Elle ne put s'empêcher de lui adresser un petit sourire complice. Roulant au pas, ils s'approchèrent de cinq camionnettes toutes blanches, avec leurs deux vitres rectangulaires à l'arrière. À l'intérieur d'une zone couverte s'entassaient des vagues de draps, de taies et d'oreillers. Deux femmes et un homme semblaient nager dans cette mer improbable. Le bâtiment était imposant, tout plat, et presque sans fenêtres, sauf à son extrémité.
- Qu'est-ce qu'on fait ? demanda Lucie.
Sharko sortit son arme de son holster et la fourra dans la grande poche de son caban.
- À ton avis ?
Une fois garés, ils pénétrèrent discrètement par l'entrée vitrée du bout qui menait à un petit accueil. La pièce s'ouvrait sur une autre, beaucoup plus grande, d'où émanait un grondement permanent. Lucie y jeta un œil rapide. Au fond, d'énormes machines à laver, aux hublots démesurés, brassaient leurs montagnes de linge.
Après un coup de fil de la secrétaire, les deux policiers furent mis en contact avec le directeur de la blanchisserie, un petit homme chauve aux doigts courts et épais, au teint écarlate. Il portait une grosse écharpe mauve autour du cou. Sharko ferma la porte du bureau derrière lui et décida de prendre les rênes de l'entretien. Il fixa son interlocuteur et lui expliqua qu'ils recherchaient le suspect d'une affaire criminelle, qui travaillerait dans le coin et aurait conduit une camionnette identique à celles présentes sur le parking. Alexandre Hocquet fronça les sourcils.
- Et vous pensez qu'il fait partie de mon personnel ?
Sharko répondit par l'affirmative et poursuivit avec des questions. Lucie et lui s'étaient assis sur deux chaises peu confortables, du genre de celles qu'on trouve dans les classes d'école primaire.
- Depuis combien de temps travaillez-vous ici, monsieur Hocquet ?
- Deux ans.

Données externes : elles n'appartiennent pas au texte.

PR #10018, opened 2022-08-18
Adds @defer support

### LINKED ISSUE #8184: Feature: @defer support
This issue will be used to track our progress on adding `@defer` (not `@stream`) support to `@apollo/client`.

Related to:
- https://github.com/apollographql/apollo-client/issues/7691
- https://github.com/apollographql/apollo-feature-requests/issues/3

### LINKED ISSUE #10019: Align @defer v1 implementation with latest proposed spec updates
While `@defer` support work is in flight (https://github.com/apollographql/apollo-client/pull/10018), it has been implemented against a now-outdated version of the proposed spec.

This is a placeholder issue for aligning with the latest implementation (`graphql-js` PR here https://github.com/graphql/graphql-js/pull/3659, spec edits PR here https://github.com/graphql/graphql-spec/pull/742)

alessbell:
Closes #8184 and closes #10019.

This PR adds support for the `@defer` directive. It allows the client to parse the `multipart/mixed` responses returned by servers that support `@defer`.

CleanShot 2022-08-22 at 08 51 38

## Testing

This branch can be built and run against https://github.com/apollographql/supergraph-demo-fed2/pull/212 via https://github.com/jpvajda/ac-defer-example.

## Code coverage

| File                                  | % Stmts | % Branch | % Funcs | % Lines |
|---------------------------------------|---------|----------|---------|---------|
| src/link/http/responseIterator.ts     | 95    | 100    | 100     | 93.33   |
| src/link/http/iterators/async.ts      | 80      | 100      | 66.66   | 80      |
| src/link/http/iterators/nodeStream.ts | 82   | 69.23       | 63.63   | 84.78   |
| src/link/http/iterators/promise.ts    | 92.85   | 100      | 80      | 92.85   |
| src/link/http/iterators/reader.ts     | 87.5    | 100      | 66.66   | 87.5    |
| src/utilities/common/responseIterator.ts     | 100    | 100      | 100   | 100    |

### Checklist:


src/link/http/responseIterator.ts
```diff
@@ -0,0 +1,41 @@
...
+  if ((body as ReadableStream<T>).getReader)
+    return readerIterator<T>((body as ReadableStream<T>).getReader());
+  if ((body as Blob).stream)
+    return readerIterator<T>(
+      ((body as Blob).stream() as unknown as ReadableStream<T>).getReader()
+    );
+  if ((body as Blob).arrayBuffer)
+    return promiseIterator<T>((body as Blob).arrayBuffer());
+  if ((body as NodeReadableStream).pipe)
+    return nodeStreamIterator<T>(body as NodeReadableStream);
```
benjamn, line 36: Can we extract these cases into local helper functions with type assertion signatures?

For example:
```js
function isReadableStream(value: any): value is ReadableStream<any> {
  // If this detection proves insufficient, we can improve this logic entirely
  // within this helper function.
  return !!(value as ReadableStream<any>).getReader;
}
```
and then the usage doesn't need so many casts:
```js
if (isReadableStream(body)) {
  return readerIterator<T>(body.getReader());
}
```

src/link/http/iterators/nodeStream.ts
```diff
@@ -0,0 +1,80 @@
+import { Readable as NodeReadableStream } from "stream";
+
+const hasIterator = typeof Symbol !== "undefined" && Symbol.asyncIterator;
+
+export default function nodeStreamIterator<T>(
```
benjamn, line 5: We should link to the original source/inspiration for this code, I think: https://github.com/kmalakoff/response-iterator/blob/master/src/iterators/nodeStream.ts

src/link/http/iterators/async.ts
```diff
@@ -0,0 +1,13 @@
+export default function asyncIterator<T>(
+  source: AsyncIterableIterator<T>
+): AsyncIterableIterator<T> {
+  const iterator = source[Symbol.asyncIterator]();
```
benjamn, line 4: Do we want similar `hasIterator` logic here, like the other iterators? I know the existence of `Symbol.asyncIterator` is checked before `asyncIterator` is called, but maybe we could make this code more defensive by invoking the `Symbol.asyncIterator` method only when everything is defined (when `hasIterator` is true)?

src/link/http/iterators/async.ts
```diff
@@ -0,0 +1,13 @@
...
+  return {
+    next(): Promise<IteratorResult<T, boolean>> {
+      return iterator.next();
+    },
+    [Symbol.asyncIterator](): AsyncIterator<T> {
+      return this;
+    },
+  } as AsyncIterableIterator<T>;
```
benjamn, line 12:
```suggestion
    [Symbol.asyncIterator](): AsyncIterableIterator<T> {
      return this;
    },
  };
```
This seemed to work for me (no need for the final cast). What do you think?

benjamn (commented):
Some initial thoughts. Overall this is looking very promising — thanks @alessbell!

src/link/http/iterators/nodeStream.ts
alessbell: Definitely! I wanted to be sure I attributed correctly: I've added per-file annotations to the original sources.

src/link/http/iterators/async.ts
alessbell: LGTM :) Updated

src/link/core/types.ts
```diff
@@ -1,8 +1,20 @@
-import { DocumentNode, ExecutionResult } from 'graphql';
+import { DocumentNode, GraphQLError } from 'graphql';
 export { DocumentNode };
 
 import { Observable } from '../../utilities';
 
+export interface ExecutionPatchResult<
+  TData = Record<string, any>,
+  TExtensions = Record<string, any>
+> {
```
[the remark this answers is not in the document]
alessbell: Makes sense - let me know if https://github.com/apollographql/apollo-client/pull/10018/commits/2ff31e2b448682af8745588c7576ca21b58ad46a looks good (I needed to omit fields `data` and `extensions` when extending `ExecutionPatchResult` via `FetchResult`)

src/link/http/responseIterator.ts
alessbell: Updated 👍

src/link/http/iterators/async.ts
alessbell: Hmm, good question. Do you think the fact that `source` is an `AsyncIterableIterator<T>` here is sufficient? In the other iterators, `hasIterator` can be `true` or `false`, whereas in the body of `asyncIterator`, as far as I can tell, it would always be `true`.

src/core/QueryInfo.ts
```diff
@@ -368,6 +368,22 @@ export class QueryInfo {
...
+      let { diff } = this.lastDiff;
+      let { data, path } = result;
+      for (let i = path.length - 1; i >= 0; --i) {
+        // TODO: fix tsignore
+        // @ts-ignore
+        data = { [path[i]]: data };
+      }
+      result.data = mergeDeep(diff.result, data);
+      result.path = undefined;
+    }
```
benjamn, line 385: When `!this.lastDiff`, since we are ultimately using only `this.lastDiff.diff.result`, I think we can safely pass `undefined` or perhaps `{}` as the first argument to `mergeDeep`, so the new `data` will be merged with the nonexistent/empty previous data.

Maybe something like this?
```ts
result.data = mergeDeep(this.lastDiff?.diff.result, data);
```
When there is no `this.lastDiff`, this code should leave `result.data` deep-equal to `data`.

As for `!result.data`, I believe it's not an error if `result.data` has a falsy value. Combined with the `path`, that just means inserting that falsy (probably scalar) value somewhere in the `data`, which is reasonable for `@defer` and `@stream` chunks to do.

alessbell: Thanks! Yes that makes much more sense, I've incorporated this fix in https://github.com/apollographql/apollo-client/pull/10018/commits/fc229b4f185157c556c170138ecf3d7b877da224.

src/utilities/common/responseIterator.ts
```diff
@@ -0,0 +1,32 @@
+import { Response as NodeResponse } from "node-fetch";
+import { Readable as NodeReadableStream } from "stream";
+
+export const hasIterator = typeof Symbol !== "undefined" && Symbol.asyncIterator;
```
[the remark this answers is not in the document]
alessbell: Fixed in https://github.com/apollographql/apollo-client/pull/10018/commits/8f6fbdf8b5e54e1f4e88c766545a82a2f4235a09.

src/link/http/parseAndCheckHttpResponse.ts
```diff
@@ -9,49 +12,181 @@ export type ServerParseError = Error & {
...
-      } catch (err) {
-        const parseError = err as ServerParseError;
-        parseError.name = 'ServerParseError';
-        parseError.response = response;
-        parseError.statusCode = response.status;
-        parseError.bodyText = bodyText;
-        throw parseError;
+  const decoder = new TextDecoder("utf-8");
+  const ctype = getContentTypeHeaders(response);
+  // Adapted from meros https://github.com/maraisr/meros/blob/main/src/node.ts
```
maraisr, line 26: 🙏🏻  thanks for mentioning me here. Was wondering if you dont mind me asking, if there was any shortcomings of meros to not just be used directly?

alessbell: Hi @maraisr 👋 Really appreciate your work on meros! I opted to avoid `async function*` syntax which would often require transpilation by our end users, and thus slightly larger bundle sizes.

maraisr: If I exposed a version that avoided them, would the idea be entertained to be used here?

alessbell: No, I don't think so - in the end we took a different approach to stream normalization altogether, that was just the initial reason :) Thanks again for your interest!

maraisr: The code to me looks next to identical, you just stripped the generator parts. 🤔 would have loved to have worked with you, be sure to include meros' license when your release in anycase 👍🏻

jpvajda: 👋  I've re-opened this discussion so we can continue to engage in the dialog about this section of code. in this [commit we've refactored](https://github.com/apollographql/apollo-client/pull/10018/commits/095362f28d292caea9c8e34be751983f4b7a56af) the approach based on the concerns raised by @maraisr.

maraisr: I guess renaming some variables and moving code up or down constitute as new code? I called it `current` you called it `message`, I called it `next` you called it `buffer`. And if you scroll through the history of these commits, you can see it was all derivative work.

The entire block was all mine you adapted to remove the generates and preamble aspects, and remove the performance improvement about multi payload chunks.

hwillson: Hi @maraisr - sorry to hear this has upset you. This was definitely not our intent. Here's a quick timeline of events explaining how we got to this point:

1. When we started working on `@defer` support, a teammate spiked out various approaches that could work. This included exploring `meros` (which you know as you were in a few discussions about it) and he ultimately landed on something that was a combination of ideas, but very much his own code.

2. That teammates work sat for a bit while we focused on other things, but was picked back up in earnest about a month ago (by others - the original author is no longer on the project). As part of picking it back up, we blew the dust off things a bit, and wanted to make sure the planned approach still made sense. To this end we re-explored a few options, one of which was using out of the box `meros`.

3. `meros` is great, but there are a few things keeping us from using it (generators, we need to keep bundle sizes down as much as possible, etc.). We decided to continue with our own code where we could, and have definitely attributed other authors where it makes sense to do so. For example, we've leveraged parts of the `response-iterator` library inline to help keep bundle sizes down, but have absolutely attributed the author on all of those code blocks, and have included `response-iterator` as a dependency so the author gets download counts.

4. We originally had a very small [block of code from `meros`](https://github.com/apollographql/apollo-client/pull/10018/commits/095362f28d292caea9c8e34be751983f4b7a56af) in place, which we attributed, but have since refactored things so the attribution was dropped.

The original author of this work was definitely looking at how other libraries were handling things like boundary parsing, and `meros` was one of those libraries. We've reviewed the code multiple times and don't see signs of plagiarism, but also don't want to upset any community members. Could you share more specific details about which parts of the code you're upset about? We'll review those blocks further and add proper attribution if it's missing. We definitely understand the hard work that goes into building OSS libraries and tooling, and the importance of making sure everyone is properly attributed for their efforts.

src/link/core/types.ts
```diff
@@ -1,7 +1,40 @@
...
+type Data<T> = T | null | undefined;
+
+export type ExecutionPatchResult<
+  TData = Record<string, any>,
+  TExtensions = Record<string, any>
+> = (
+  | {
+      errors?: ReadonlyArray<GraphQLError>;
+      extensions?: TExtensions;
+      // if data is present, incremental is not
```
alessbell, line 16: This is no longer true, see `data` on L34.

src/link/http/responseIterator.ts
```diff
@@ -0,0 +1,47 @@
+/**
+ * Original source:
+ * https://github.com/kmalakoff/response-iterator/blob/master/src/index.ts
+ */
+
+import { Response as NodeResponse } from "node-fetch";
```
maraisr, line 6: fyi @kmalakoff Apollo copied your library without adding your license

src/core/QueryInfo.ts
```diff
@@ -362,12 +362,36 @@ export class QueryInfo {
...
+            graphQLErrors.push(incrementalResultError);
+          }
+        }
+        mergedResult = mergeDeep(mergedResult, data);
+      }
+      result.data = mergedResult;
+      result.incremental = undefined;
+      if ('label' in result) result.label = undefined;
+      if ('hasNext' in result) result.hasNext = undefined;
+      if ('extensions' in result) result.extensions = undefined;
```
benjamn, line 389: I agree with deleting `result.incremental`, but the other properties all seem somewhat worth preserving, and I believe we have that freedom, since `result` here is a `FetchResult<TData, TContext, TExtensions>`, a type that we control:

* The `result.hasNext` property would be `true` until it became `false` if left intact, which is useful information for the application.

* The `result.extensions` field seems like it was previously preserved, and in this case it might make sense to merge multiple incremental `extensions` objects using at least a shallow merge, if not a full `mergeDeep` like we're doing with `data`.

* The `result.label` field is trickier, since we would want to reflect multiple accumulating labels and the (paths to the) subtrees they identify within `data`. Something like `Record<string, Path>` could work here, with a new `FetchResult` property named something like `subtreesByLabel` or `labeledData`.

I hope I'm not forgetting a reason why these properties need to be set to `undefined` that we've previously discussed! If so, this comment thread might be a good place to put that reason on the record if you disagree with anything I suggested above.

src/link/http/iterators/async.ts
benjamn: I suppose this code will throw an exception if that (currently true) precondition is violated in the future, so I'm OK with this.

src/link/http/__tests__/responseIteratorNoAsyncIterator.ts
```diff
@@ -0,0 +1,357 @@
...
+  reject: (err: any) => void,
+  observable: Observable<T>,
+  results: Array<T>
+) {
+  // TODO: adding a second observer to the observable will consume the
+  // observable. I want to test completion, but the subscribeAndCount API
+  // doesn’t have anything like that.
+  subscribeAndCount(
+    reject,
+    observable as unknown as ObservableQuery,
```
benjamn, line 49: I'm planning to push a commit modifying `subscribeAndCount` that makes it take a generic `Observable<TResult>`, which should make this cast unnecessary:

```diff
commit e13d0e8d45081c0d4b30957dbee207f1acaa519b
Author: Ben Newman <ben@apollographql.com>
Date:   Wed Sep 7 18:24:19 2022 -0400

    Make subscribeAndCount take a generic Observable<TResult>.

diff --git a/src/link/http/__tests__/responseIteratorNoAsyncIterator.ts b/src/link/http/__tests__/responseIteratorNoAsyncIterator.ts
index 07cf9dba5..65cc4dc02 100644
--- a/src/link/http/__tests__/responseIteratorNoAsyncIterator.ts
+++ b/src/link/http/__tests__/responseIteratorNoAsyncIterator.ts
@@ -46,7 +46,7 @@ function matchesResults<T>(
   // doesn’t have anything like that.
   subscribeAndCount(
     reject,
-    observable as unknown as ObservableQuery,
+    observable,
     (count, result) => {
       // subscribeAndCount is 1-indexed for some terrible reason.
       if (0 >= count || count > results.length) {
diff --git a/src/testing/core/subscribeAndCount.ts b/src/testing/core/subscribeAndCount.ts
index eb1488015..a80f4ebe9 100644
--- a/src/testing/core/subscribeAndCount.ts
+++ b/src/testing/core/subscribeAndCount.ts
@@ -1,28 +1,21 @@
-import { ObservableQuery, ApolloQueryResult, OperationVariables } from '../../core';
-import { ObservableSubscription, asyncMap } from '../../utilities';
+import { ObservableSubscription, asyncMap, Observable } from '../../utilities';
 
-export default function subscribeAndCount<
-  TData,
-  TVariables = OperationVariables,
->(
+export default function subscribeAndCount<TResult>(
   reject: (reason: any) => any,
-  observable: ObservableQuery<TData, TVariables>,
-  cb: (handleCount: number, result: ApolloQueryResult<TData>) => any,
+  observable: Observable<TResult>,
+  cb: (handleCount: number, result: TResult) => any,
 ): ObservableSubscription {
   // Use a Promise queue to prevent callbacks from being run out of order.
   let queue = Promise.resolve();
   let handleCount = 0;
 
-  const subscription = asyncMap(
-    observable,
-    (result: ApolloQueryResult<TData>) => {
-      // All previous asynchronous callbacks must complete before cb can
-      // be invoked with this result.
-      return queue = queue.then(() => {
-        return cb(++handleCount, result);
-      }).catch(error);
-    },
-  ).subscribe({ error });
+  const subscription = asyncMap(observable, result => {
+    // All previous asynchronous callbacks must complete before cb can
+    // be invoked with this result.
+    return queue = queue.then(() => {
+      return cb(++handleCount, result);
+    }).catch(error);
+  }).subscribe({ error });
 
   function error(e: any) {
     subscription.unsubscribe();

```

benjamn (commented):
Another round of suggestions / nits / food for thought. This is looking great @alessbell!

src/utilities/common/canUse.ts
```diff
@@ -6,6 +6,8 @@ export const canUseWeakMap =
 
 export const canUseWeakSet = typeof WeakSet === 'function';
 
+export const canUseAsyncIteratorSymbol = typeof Symbol !== "undefined" && Symbol.asyncIterator;
+
 export const canUseSymbol =
   typeof Symbol === 'function' &&
   typeof Symbol.for === 'function';
```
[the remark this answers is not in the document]
alessbell: Oops, thanks for catching that! Updated

src/core/QueryManager.ts
```diff
@@ -1047,15 +1048,28 @@ export class QueryManager<TStore> {
...
+
+        if ('incremental' in result && isNonEmptyArray(result.incremental)) {
+          for (const incrementalResult of result.incremental) {
+            let { errors } = incrementalResult;
+            if (errors) {
+              for (const incrementalResultError of errors) {
+                graphQLErrors.push(incrementalResultError);
+              }
+            }
+          }
```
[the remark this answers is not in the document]
alessbell: Will keep this in mind! Updated 👍

src/core/QueryInfo.ts
alessbell: Thanks for raising these points @benjamn! I don't think we've covered them previously.

- It intuitively seems like `result.hasNext` could be useful information for the application, i.e. if the app wants to avoid re-rendering until the final chunk arrives (although it seems like in some (most?) cases this would defeat the purpose of `@defer`'s batching within the `incremental` field where the final chunk contains only `hasNext: false`, which we may want to call out in the docs if we expose `hasNext`.)

<details>
<summary>E.g. the following example:</summary>
With the query

```graphql
query {
  hero {
    name
    heroFriends {
      id
      name
      ... @defer {
        homeWorld
      }
    }
  }
}
```

the initial payload
```javascript
{
  data: {
    hero: {
      name: "R2-D2",
      heroFriends: [
        {
          id: "1000",
          name: "Luke Skywalker"
        },
        {
          id: "1003",
          name: "Leia Organa"
        }
      ]
    }
  },
  hasNext: true
}
```
and the next payload:
```javascript
{
  incremental: [
    {
      path: ["hero", "heroFriends", 0],
      data: {
        "homeWorld": "Foo",
      }
    },
    {
      path: ["hero", "heroFriends", 1],
      data: {
        "homeWorld": "Bar",
      }
    },
  ],
  hasNext: true
}
```
and final payload
```javascript
{
  hasNext: false
}
```
</details>

- The `result.extensions` field was previously preserved, though not exposed via `useQuery` (it seemed the primary use case was accessing this data via links). I'm less familiar with `extensions` so I'm not sure what the upside is to exposing them now, but happy to do so. Thoughts?

- To me, the case for `result.label` in the web client is less clear, though I recognize it's essential for e.g. the Kotlin client. Is there a use case this would unlock? I haven't given this one too much thought, so I may be missing something obvious...

src/link/http/__tests__/responseIteratorNoAsyncIterator.ts
benjamn: Copy/pasting the commit message from fd830d6892184c52fc3b4288e309e9018bc68bea:

> Note: this does change the name and meaning of `subscribeAndCount`'s generic type parameter from `TData` to `TResult`, which is typically either an `ApolloQueryResult<TData>` or `FetchResult<TData>`, though the exact type is now fully generic and typically inferred from the argument types passed to `subscribeAndCount`.
>
> Anyone who has been importing `subscribeAndCount` from `@apollo/client/testing/core` and explicitly providing the `subscribeAndCount<TData>(...)` type parameter (rather than letting it be inferred from the arguments) may need to adjust their code accordingly.
>
> While this is technically a breaking change at the level of the type system, it seems unlikely to be very disruptive, since TypeScript should catch any inconsistencies at build time, and `subscribeAndCount` is an optional testing utility, and thus not likely to be used in production.

src/core/QueryInfo.ts
benjamn: In a5ac881f779dcba225d52d5a1d5b0e1b247d6966 I tried removing the lines setting these properties to `undefined`, and tests are still passing, so I think I'd like to revisit these questions later, and leave the properties intact for the meantime.

benjamn (approved):
@alessbell I'm happy with the current state of this PR, though I will leave it to you to review my recent commits and merge into `release-3.7` whenever you're ready.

Je remplace Guy Valette, l'ancien directeur parti à la retraite.
L'homme toussa longuement. Lucie eut l'impression que sa gorge allait partir en lambeaux.
- Excusez-moi... Je ne m'en sors pas avec ce rhume que je traîne depuis plusieurs jours.
- J'espère que ça finira par s'arranger. Combien d'employés sont sous vos ordres ?
- On est aujourd'hui une soixantaine, dont cinquante-trois agents qui travaillent cinq jours sur sept.
- Vous les connaissez tous ?
- Plus ou moins. On embauche de plus en plus de CDD ou d'intérimaires, alors les visages tournent souvent. Mais disons qu'il y a un socle d'une vingtaine d'employés qui bossent ici depuis pas mal d'années.
- Beaucoup d'hommes ?
- Pas mal, oui. Environ la moitié, je dirais.